▶ Task to carry out
Every entry below is to be retyped exactly as it appears.

▶ Collected data
PR #4696, opened 2026-04-15
docs(usage/excluding-and-including-endpoints): fix misleading regex examples in exclude docs, use anchored patterns for prefix matching

### LINKED ISSUE #4695: Docs: Misleading regex example in security middleware docs
### Summary

This example given in the docs for excluding routes from the security middleware uses misleading regex examples: https://github.com/litestar-org/litestar/blob/f416d1ecf2d953f2ab6ff6992b516af84b450e6b/docs/usage/security/excluding-and-including-endpoints.rst?plain=1#L16-L17

It *says* that the patterns will be prefixed-matched, but they are not (which is intentional). It should instead use correct example patterns to prefix-match, e.g. `^/login` instead of `/login`, and explicitly mention this important detail (as we do in other parts of the documentation)

Peopl3s:
## Description

Fix misleading regex examples in exclude docs, use anchored patterns for prefix matching

Closes #4695 

<hr>
📚 Documentation preview 📚: https://litestar-org.github.io/litestar-docs-preview/4696

### DIFF
--- a/docs/usage/security/excluding-and-including-endpoints.rst
+++ b/docs/usage/security/excluding-and-including-endpoints.rst
@@ -13,9 +13,11 @@ Excluding routes
 --------------------
 
 The ``exclude`` argument takes a :class:`string <str>` or :class:`list` of :class:`strings <str>` that are interpreted
-as regex patterns. For example, the configuration below would apply authentication to all endpoints except those where
-the route starts with ``/login``, ``/signup``, or ``/schema``. Thus, one does not have to exclude ``/schema/swagger``
-as well - it is included in the ``/schema`` pattern.
+as regex patterns matched against the full path. Because the patterns are not implicitly anchored, a pattern like
+``/schema`` would match *any* path containing ``/schema``, not just paths that start with it. To match only paths that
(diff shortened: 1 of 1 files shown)


docs/usage/security/excluding-and-including-endpoints.rst
```diff
@@ -31,7 +33,7 @@ as well - it is included in the ``/schema`` pattern.
     session_backend_config=ServerSideSessionConfig(),
     # exclude any URLs that should not have authentication.
     # We exclude the documentation URLs, signup and login.
-    exclude=["/login", "/signup", "/schema"],
+    exclude=[r"^/login", r"^/signup", r"^/schema"],
```
sobolevn: While we are at it, can you please fix the formatting of the whole block? `retrieve_user_handler=retrieve_user_handler,` and other need 4 spaces

sobolevn (approved):
Otherwise patterns built here: https://github.com/litestar-org/litestar/blob/f416d1ecf2d953f2ab6ff6992b516af84b450e6b/litestar/middleware/_utils.py#L39 can indeed do unexpected things. Great find!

▶ Solution for this task
PR #4696, opened 2026-04-15
docs(usage/excluding-and-including-endpoints): fix misleading regex examples in exclude docs, use anchored patterns for prefix matching

### LINKED ISSUE #4695: Docs: Misleading regex example in security middleware docs
### Summary

This example given in the docs for excluding routes from the security middleware uses misleading regex examples: https://github.com/litestar-org/litestar/blob/f416d1ecf2d953f2ab6ff6992b516af84b450e6b/docs/usage/security/excluding-and-including-endpoints.rst?plain=1#L16-L17

It *says* that the patterns will be prefixed-matched, but they are not (which is intentional). It should instead use correct example patterns to prefix-match, e.g. `^/login` instead of `/login`, and explicitly mention this important detail (as we do in other parts of the documentation)

Peopl3s:
## Description

Fix misleading regex examples in exclude docs, use anchored patterns for prefix matching

Closes #4695 

<hr>
📚 Documentation preview 📚: https://litestar-org.github.io/litestar-docs-preview/4696

### DIFF
--- a/docs/usage/security/excluding-and-including-endpoints.rst
+++ b/docs/usage/security/excluding-and-including-endpoints.rst
@@ -13,9 +13,11 @@ Excluding routes
 --------------------
 
 The ``exclude`` argument takes a :class:`string <str>` or :class:`list` of :class:`strings <str>` that are interpreted
-as regex patterns. For example, the configuration below would apply authentication to all endpoints except those where
-the route starts with ``/login``, ``/signup``, or ``/schema``. Thus, one does not have to exclude ``/schema/swagger``
-as well - it is included in the ``/schema`` pattern.
+as regex patterns matched against the full path. Because the patterns are not implicitly anchored, a pattern like
+``/schema`` would match *any* path containing ``/schema``, not just paths that start with it. To match only paths that
(diff shortened: 1 of 1 files shown)


docs/usage/security/excluding-and-including-endpoints.rst
```diff
@@ -31,7 +33,7 @@ as well - it is included in the ``/schema`` pattern.
     session_backend_config=ServerSideSessionConfig(),
     # exclude any URLs that should not have authentication.
     # We exclude the documentation URLs, signup and login.
-    exclude=["/login", "/signup", "/schema"],
+    exclude=[r"^/login", r"^/signup", r"^/schema"],
```
sobolevn: While we are at it, can you please fix the formatting of the whole block? `retrieve_user_handler=retrieve_user_handler,` and other need 4 spaces

sobolevn (approved):
Otherwise patterns built here: https://github.com/litestar-org/litestar/blob/f416d1ecf2d953f2ab6ff6992b516af84b450e6b/litestar/middleware/_utils.py#L39 can indeed do unexpected things. Great find!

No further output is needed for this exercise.